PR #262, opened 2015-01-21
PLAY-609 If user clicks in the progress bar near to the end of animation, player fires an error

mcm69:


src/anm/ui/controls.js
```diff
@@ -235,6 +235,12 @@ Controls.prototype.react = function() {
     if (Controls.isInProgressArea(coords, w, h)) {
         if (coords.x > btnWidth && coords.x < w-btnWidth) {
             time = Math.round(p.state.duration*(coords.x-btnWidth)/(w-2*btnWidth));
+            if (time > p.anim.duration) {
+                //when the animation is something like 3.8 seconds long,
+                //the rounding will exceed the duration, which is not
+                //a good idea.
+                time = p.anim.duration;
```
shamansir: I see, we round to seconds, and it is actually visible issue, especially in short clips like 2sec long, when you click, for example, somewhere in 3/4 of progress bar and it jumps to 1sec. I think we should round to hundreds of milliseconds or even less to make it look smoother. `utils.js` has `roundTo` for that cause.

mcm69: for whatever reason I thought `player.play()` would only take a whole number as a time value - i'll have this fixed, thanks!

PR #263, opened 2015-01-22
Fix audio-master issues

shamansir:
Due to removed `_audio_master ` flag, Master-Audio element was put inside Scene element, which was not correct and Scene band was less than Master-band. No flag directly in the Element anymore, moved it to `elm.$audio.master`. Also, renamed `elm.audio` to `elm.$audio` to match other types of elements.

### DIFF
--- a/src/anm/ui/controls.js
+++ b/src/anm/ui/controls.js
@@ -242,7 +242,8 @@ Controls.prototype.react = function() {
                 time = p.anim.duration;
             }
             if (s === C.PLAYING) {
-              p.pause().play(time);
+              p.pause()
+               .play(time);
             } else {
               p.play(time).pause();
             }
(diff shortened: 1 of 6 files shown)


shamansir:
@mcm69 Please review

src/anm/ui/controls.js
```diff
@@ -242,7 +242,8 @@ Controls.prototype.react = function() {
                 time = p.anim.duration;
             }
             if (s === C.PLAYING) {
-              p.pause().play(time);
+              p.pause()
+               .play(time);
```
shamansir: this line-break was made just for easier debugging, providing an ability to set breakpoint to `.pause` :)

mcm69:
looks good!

....................

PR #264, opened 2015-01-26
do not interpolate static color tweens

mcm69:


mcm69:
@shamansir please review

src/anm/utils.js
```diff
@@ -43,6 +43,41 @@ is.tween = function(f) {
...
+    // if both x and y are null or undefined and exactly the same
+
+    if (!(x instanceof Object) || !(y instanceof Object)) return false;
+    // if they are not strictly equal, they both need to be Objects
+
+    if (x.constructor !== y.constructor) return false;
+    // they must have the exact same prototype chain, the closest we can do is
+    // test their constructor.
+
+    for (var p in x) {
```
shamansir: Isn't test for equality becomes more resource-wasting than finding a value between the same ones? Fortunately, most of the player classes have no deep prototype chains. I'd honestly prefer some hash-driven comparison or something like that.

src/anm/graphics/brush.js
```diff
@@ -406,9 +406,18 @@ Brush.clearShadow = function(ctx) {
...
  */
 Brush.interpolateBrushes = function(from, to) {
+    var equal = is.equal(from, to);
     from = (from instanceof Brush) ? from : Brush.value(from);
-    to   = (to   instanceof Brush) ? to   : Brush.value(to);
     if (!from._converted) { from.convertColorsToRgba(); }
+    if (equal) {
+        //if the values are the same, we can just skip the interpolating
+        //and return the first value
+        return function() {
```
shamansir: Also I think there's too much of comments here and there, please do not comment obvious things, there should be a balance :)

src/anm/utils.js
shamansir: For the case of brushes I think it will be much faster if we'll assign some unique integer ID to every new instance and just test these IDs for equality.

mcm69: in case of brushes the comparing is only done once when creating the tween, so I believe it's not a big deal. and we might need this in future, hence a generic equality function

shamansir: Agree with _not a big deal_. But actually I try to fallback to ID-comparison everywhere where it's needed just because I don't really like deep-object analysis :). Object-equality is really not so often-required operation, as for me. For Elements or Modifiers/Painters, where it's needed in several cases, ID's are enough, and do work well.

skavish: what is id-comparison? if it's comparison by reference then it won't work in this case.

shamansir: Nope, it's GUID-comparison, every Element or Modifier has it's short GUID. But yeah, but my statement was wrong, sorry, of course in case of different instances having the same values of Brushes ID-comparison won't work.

....................

(What is required)
From the data above, return every line from the line that has "skavish: what is" up to and including the line that has "shamansir: Nope, it's", exactly.

(Task answer)
skavish: what is id-comparison? if it's comparison by reference then it won't work in this case.

shamansir: Nope, it's GUID-comparison, every Element or Modifier has it's short GUID. But yeah, but my statement was wrong, sorry, of course in case of different instances having the same values of Brushes ID-comparison won't work.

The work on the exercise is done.